I'll attach a smaple code below which assumes you've already created a feature layer from a previous version of the file and you know the service ID. I'ts pretty simple. Once you've got it running, you can set it as a task to run on your schedule

jcarlson · ‎09-26-2023

I'll chime in to say that you should consider developing a different method for updating your layer. Unless the schema is changing, an overwrite is overkill, and increases the chances that a layer becomes broken in some way. It's like bulldozing and rebuilding a house just to repaint the walls.

The simplest thing is to truncate and append. Just use the FeatureLayerManager to truncate (https://developers.arcgis.com/python/api-reference/arcgis.features.managers.html#featurelayermanager) like FeatureLayer.manager.truncate() and then load in the data however you prefer. There is the Append method, which works well with files added to your Portal, but there is also just using the Edit Features method to add all your features that way.

A bit more advanced, but here is the method we use:

Query both the source and destination to separate dataframes
Identify and apply adds: features in source, but not destination
Identify and apply deletes: features in destination, but not source
Use pandas.DataFrame.compare on remaining features present in both source and destination to identify rows/attributes that have changed.
Use the resulting comparison to build a JSON object, submit to feature service endpoint

It may not be worth the trouble for your particular case, but consider: we have a layer of about 60,000 parcels that get updated every night. On any given day, though, only about 100 parcels are actually edited, maybe a handful added or deleted. And within the updates, only one or two of the fields themselves are actually edited.
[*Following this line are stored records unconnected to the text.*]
PR #4, opened 2024-08-29
min amount per deposit

adam-hanna:

Cherry picking from https://github.com/informalsystems/cosmos-sdk/tree/masa/backport-18146-min-amount-per-deposit (related [PR](https://github.com/cosmos/cosmos-sdk/pull/19312/files))


adam-hanna:
There are ALOT of linting issues, which I will slowly chip away at

giunatale:
I think the entire Cosmos SDK codebase was merged here by mistake, while the idea was to cherry pick the x/gov modifications. A hint is the over 2000 files part of the PR most of which are additions. Just pointing it out fyi before it becomes even harder to revert without losing work done

adam-hanna:
> I think the entire Cosmos SDK codebase was merged here by mistake, while the idea was to cherry pick the x/gov modifications. A hint is the over 2000 files part of the PR most of which are additions. Just pointing it out fyi before it becomes even harder to revert without losing work done.
> 
> Should also rebase onto main since we switched over having x/gov own types

This was the minimal import of the cosmos-sdk that it took to cherry pick that commit. I know it's hard to believe but I started with the commit and simply kept importing packages/modules until I could build

giunatale:
> This was the minimal import of the cosmos-sdk that it took to cherry pick that commit. I know it's hard to believe but I started with the commit and simply kept importing packages/modules until I could build

If you look at the PR https://github.com/cosmos/cosmos-sdk/pull/19312/files this is what it touches 
image
and in reality the changes in proto for staking and the change in bank can be discarded, so the PR is focused on x/gov. I don't think you really have to merge the whole sdk into the atomone app. Only the x/gov forked module needs to be updated (and the e2e tests I believe)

By identifying edits and selectively applying them to the layer in place, the process cuts the amount of data being transferred by several orders of magnitude. We're talking single kilobytes of JSON compared to dozens of megabytes of a shapefile or what have you. Additionally, there is never a period in which the layer is unavailable or empty, meaning edits can be applied at any time of day or night without interrupting your users' access to the data.

- Josh Carlson
Kendall County GIS

DornMooreICF · ‎09-26-2023

Thanks for this. I agree. Although I'm dealing with a small number of records, this feels like a better solution.